# Quazite box wire splice



## Cl906um (Jul 21, 2012)

Looking for a good reasonably watertite splice for 3- #6 and #10 awg. King safety site not very helpful or user friendly. Ilsco have anything comparable? Any suggestions would be helpful. Thanks


----------



## Sparky J (May 17, 2011)

Does it have to be a Quazite box? Try Carson www.oldcastleprecast.com they have the green round ones that I use from time to time.


----------



## Cl906um (Jul 21, 2012)

Sparky J said:


> Does it have to be a Quazite box? Try Carson www.oldcastleprecast.com they have the green round ones that I use from time to time.


Got box, looking for waterproof wire splice suggestions


----------



## TOOL_5150 (Aug 27, 2007)

polaris blues if you got money to burn.


----------



## Cl906um (Jul 21, 2012)

TOOL_5150 said:


> polaris blues if you got money to burn.

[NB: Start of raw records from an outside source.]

PR #1474, opened 2024-07-09
Add missing props to Consensus block details  

buberdds:
Sync with incoming Nexus update


src/app/pages/ConsensusBlockDetailPage/index.tsx
```diff
@@ -104,6 +122,20 @@ export const ConsensusBlockDetailView: FC<{
...
+        <>
+          <dt>{t('common.epoch')}</dt>
+          <dd>{block.epoch}</dd>
+        </>
+      )}
+
+      {block.gas_limit && (
+        <>
+          <dt>{t('common.gasLimit')}</dt>
+          <dd>{block.gas_limit.toLocaleString()}</dd>
```
lukaw3d, line 136: toLocaleString won't do anything? `gas_limit: TextBigInt;` is already a string

lukaw3d (approved):

buberdds:
Will wait for another backend update that will add block size limit. This will be more clear for users as there is still a limit for the block (not by gas, but size) when block.gas_limit = "0"

PR #1476, opened 2024-07-09
Fix typo in translation key

lukaw3d:


src/locales/en/translation.json
```diff
@@ -656,7 +656,7 @@
     "emptyDelegationsList": "No one is delegating to this validator.",
     "entityId": "Entity ID",
     "externalLink": "External Link",
-    "externalLinkDescriotion": "Oasis is not responsible for any content on external pages.",
+    "externalLinkDescription": "Oasis is not responsible for any content on\u2028external pages.",
```
buberdds, line 659: why unicode character was added?

lukaw3d: You added it here, but it's invisible: https://github.com/oasisprotocol/explorer/pull/1232
I thought it added a new line in some scenarios, but I actually don't see a difference

buberdds (approved):

PR #1478, opened 2024-07-11
Consensus UI tweaks and API sync

buberdds:
sync with incoming Nexus changes and ui fixes 
- handle "waiting" state in validators 
- add missing props to account list 
- tx types will be needed for iconography and tx list update 
- handle a new prop in tx details

### DIFF
--- a/src/app/pages/ConsensusDashboardPage/SnapshotValidators.tsx
+++ b/src/app/pages/ConsensusDashboardPage/SnapshotValidators.tsx
@@ -12,12 +12,12 @@ type ValidatorsStats = {
   value: number
 }
 
-// TODO: remove if backend will provide validators stats
 function countValidatorsState(t: TFunction, validators: Validator[] | undefined): ValidatorsStats[] {
   if (!validators) return []
 
   return [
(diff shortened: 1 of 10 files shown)


src/app/pages/ConsensusDashboardPage/SnapshotValidators.tsx
```diff
@@ -17,7 +17,8 @@ function countValidatorsState(t: TFunction, validators: Validator[] | undefined)
   if (!validators) return []
 
   return [
-    { label: t('validator.active'), value: validators.filter(v => v.active).length },
+    { label: t('validator.active'), value: validators.filter(v => v.in_validator_set).length },
+    { label: t('validator.waiting'), value: validators.filter(v => !v.in_validator_set && v.active).length },
```
lukaw3d, line 21: Sync API spec again - current description of `v.active` is the same as `v.in_validator_set`

buberdds: description updated

lukaw3d (approved):

Issue #2204, opened 2025-09-16
Paratime Dashboard Learning Materials height


kaja-osojnik:
Learning materials not taking up full height of the card on ParaTime dashboard on desktop.

<img width="726" height="489" alt="Image" src="https://github.com/user-attachments/assets/4e504c86-f746-4d41-8360-1192cb2b4d22" />

PR #2205, opened 2025-09-16
Learning Materials content height

kaja-osojnik:
Fixes [2204](https://github.com/oasisprotocol/explorer/issues/2204)


src/app/components/LearningMaterialsCard/index.tsx
```diff
@@ -27,7 +27,9 @@ export const LearningMaterialsCard: FC<LearningMaterialsCardProps> = ({ children
           {t('common.viewAll')}
         </Link>
       </div>
-      <CardContent>{children}</CardContent>
+      <CardContent sx={{ height: '-webkit-fill-available', paddingBottom: '0!important' }}>
```
buberdds, line 30: can we use `flex: 1` instead of `height: '-webkit-fill-available'`?

Issue #2197, opened 2025-09-11
Update monospace typography


kaja-osojnik:
Update monospace MUI typography in the design and project, possibly as a variant in ui library as well.

PR #2208, opened 2025-09-23
Update mono fonts on dashboards

kaja-osojnik:
Replace mono fonts in tables on dashboard pages.
Partial implementation of issue [#2197](https://github.com/oasisprotocol/explorer/issues/2197)

Before:
screenshot_explorer_before

After:
screenshot_explorer_after

### DIFF
--- a/src/app/components/Account/AccountLink.tsx
+++ b/src/app/components/Account/AccountLink.tsx
@@ -1,10 +1,8 @@
 import { FC, ReactNode } from 'react'
 import { Link as RouterLink } from 'react-router-dom'
 import { useScreenSize } from '../../hooks/useScreensize'
-import Link from '@mui/material/Link'
 import { RouteUtils } from '../../utils/route-utils'
 import InfoIcon from '@mui/icons-material/Info'
-import Typography from '@mui/material/Typography'
 import { SearchScope } from '../../../types/searchScope'
 import { useAccountMetadata } from '../../hooks/useAccountMetadata'
 import { trimLongString } from '../../utils/trimLongString'
@@ -15,6 +13,7 @@ import { AdaptiveHighlightedText } from '../HighlightedText/AdaptiveHighlightedT
 import { AdaptiveTrimmer } from '../AdaptiveTrimmer/AdaptiveTrimmer'
 import { AccountMetadataSourceIndicator } from './AccountMetadataSourceIndicator'
 import { WithHoverHighlighting } from '../HoverHighlightingContext/WithHoverHighlighting'
+import { Link } from '@oasisprotocol/ui-library/src/components/link'
 
 const WithTypographyAndLink: FC<{
   scope: SearchScope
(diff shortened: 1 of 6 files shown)


src/app/components/Account/AccountLink.tsx
```diff
@@ -26,15 +24,9 @@ const WithTypographyAndLink: FC<{
...
-        {labelOnly ? (
-          children
-        ) : (
-          <Link component={RouterLink} to={to} sx={{ display: 'inline-flex' }}>
-            {children}
-          </Link>
-        )}
-      </Typography>
+      <span className="inline-flex font-medium text-primary">
+        {labelOnly ? children : <RouterLink to={to}>{children}</RouterLink>}
```
buberdds, line 28: This is different than prev `{labelOnly ?...` condition. Is this expected or we should keep prev logic ? In other places you keep diff color for labelOnly

src/app/components/Account/AccountLink.tsx
```diff
@@ -26,15 +24,9 @@ const WithTypographyAndLink: FC<{
...
-      <Typography variant="mono" component="span" sx={{ display: 'inline-flex' }}>
-        {labelOnly ? (
-          children
-        ) : (
-          <Link component={RouterLink} to={to} sx={{ display: 'inline-flex' }}>
-            {children}
-          </Link>
-        )}
-      </Typography>
+      <span className="inline-flex font-medium text-primary">
```
buberdds, line 27: 1) I wonder if it's not better to keep using Link (but from UIL). This way we will have color defined in one place.
2) Why inline-flex is needed?

src/app/components/Link/index.tsx
```diff
@@ -156,23 +152,15 @@ const DesktopLink: FC<DesktopLinkProps> = ({ address, name, to, alwaysTrim, trim
...
   return (
     <WithHoverHighlighting address={address}>
-      {labelOnly ? (
-        <LinkLabel>{label}</LinkLabel>
-      ) : (
-        <MuiLink component={RouterLink} to={to}>
-          {label}
-        </MuiLink>
-      )}
+      {labelOnly ? <LinkLabel>{label}</LinkLabel> : <RouterLink to={to}>{label}</RouterLink>}
```
buberdds, line 163: This is not the same as  <MuiLink component={RouterLink} as it's missing styling from Link component, right?

src/app/components/Link/index.tsx
```diff
@@ -3,7 +3,6 @@ import { Link as RouterLink } from 'react-router-dom'
 import { useScreenSize } from '../../hooks/useScreensize'
 import MuiLink from '@mui/material/Link'
 import Typography from '@mui/material/Typography'
```
buberdds, line 5: Typography not migrated to UIL

src/app/components/Account/AccountLink.tsx
buberdds: This applies to all places in this PR. Also let's keep Link name not UilLink. We do not prefix Oasis UI Lib components.

kaja-osojnik: Updated in the AccountLink.tsx. in Link/index.tsx I renamed it to UilLink to avoid a name clash with our own Link wrapper in this file.

buberdds (approved):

Hard dollar job. Not t&m. Looking for cheap code abiding solution.they do have a smaller block than ilsco. 250-12 for ilsco. I think polaris block is 3/0-10. Don't quote me on that. Just breezing through sites.


----------



## sbrn33 (Mar 15, 2007)

Google street light connectors.


----------



## Cl906um (Jul 21, 2012)

sbrn33 said:


> Google street light connectors.


Ok will try


----------



## Nvsparky (May 2, 2012)

Have you thought of the old and tested butt splice & shrink tube?


----------



## drewsserviceco (Aug 1, 2014)

130 followed by 33 followed by 
skotchkote


----------



## Cl906um (Jul 21, 2012)

Will contemplate. Thanks.


----------



## Cl906um (Jul 21, 2012)

Nvsparky said:


> Have you thought of the old and tested butt splice & shrink tube?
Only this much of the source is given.